**Exercise aim:** Return exactly the lines of the records below, starting at the line that contains "Constants in interfaces" and ending at the line that contains "In 'Computation of", with both of those lines kept.

***** Records for the exercise *****

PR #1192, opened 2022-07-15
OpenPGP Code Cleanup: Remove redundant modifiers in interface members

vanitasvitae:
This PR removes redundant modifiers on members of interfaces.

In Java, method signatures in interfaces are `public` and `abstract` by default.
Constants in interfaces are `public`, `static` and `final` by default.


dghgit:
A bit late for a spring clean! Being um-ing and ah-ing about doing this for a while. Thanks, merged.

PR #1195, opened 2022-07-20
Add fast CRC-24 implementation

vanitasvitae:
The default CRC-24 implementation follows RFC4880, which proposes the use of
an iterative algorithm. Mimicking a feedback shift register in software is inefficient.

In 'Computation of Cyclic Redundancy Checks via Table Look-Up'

*****
***** Records for the exercise *****

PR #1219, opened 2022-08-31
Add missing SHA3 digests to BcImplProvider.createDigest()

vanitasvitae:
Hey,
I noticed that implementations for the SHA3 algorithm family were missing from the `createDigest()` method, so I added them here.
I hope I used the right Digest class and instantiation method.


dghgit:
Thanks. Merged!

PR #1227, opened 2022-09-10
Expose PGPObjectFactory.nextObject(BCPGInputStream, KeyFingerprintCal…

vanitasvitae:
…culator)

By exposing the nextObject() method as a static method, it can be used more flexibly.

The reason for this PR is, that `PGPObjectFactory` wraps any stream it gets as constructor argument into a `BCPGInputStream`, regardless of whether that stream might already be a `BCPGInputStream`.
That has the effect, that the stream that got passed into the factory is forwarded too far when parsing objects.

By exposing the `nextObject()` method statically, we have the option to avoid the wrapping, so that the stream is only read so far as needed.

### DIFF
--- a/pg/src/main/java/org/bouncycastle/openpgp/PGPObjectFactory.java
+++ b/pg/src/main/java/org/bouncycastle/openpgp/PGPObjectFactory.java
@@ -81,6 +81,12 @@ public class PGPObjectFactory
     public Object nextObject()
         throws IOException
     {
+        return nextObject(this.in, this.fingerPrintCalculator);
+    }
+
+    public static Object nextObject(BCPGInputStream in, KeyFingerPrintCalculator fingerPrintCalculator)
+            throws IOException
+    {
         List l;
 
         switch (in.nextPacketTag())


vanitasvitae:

*****

**Task result:**
Constants in interfaces are `public`, `static` and `final` by default.


dghgit:
A bit late for a spring clean! Being um-ing and ah-ing about doing this for a while. Thanks, merged.

PR #1195, opened 2022-07-20
Add fast CRC-24 implementation

vanitasvitae:
The default CRC-24 implementation follows RFC4880, which proposes the use of
an iterative algorithm. Mimicking a feedback shift register in software is inefficient.

In 'Computation of Cyclic Redundancy Checks via Table Look-Up'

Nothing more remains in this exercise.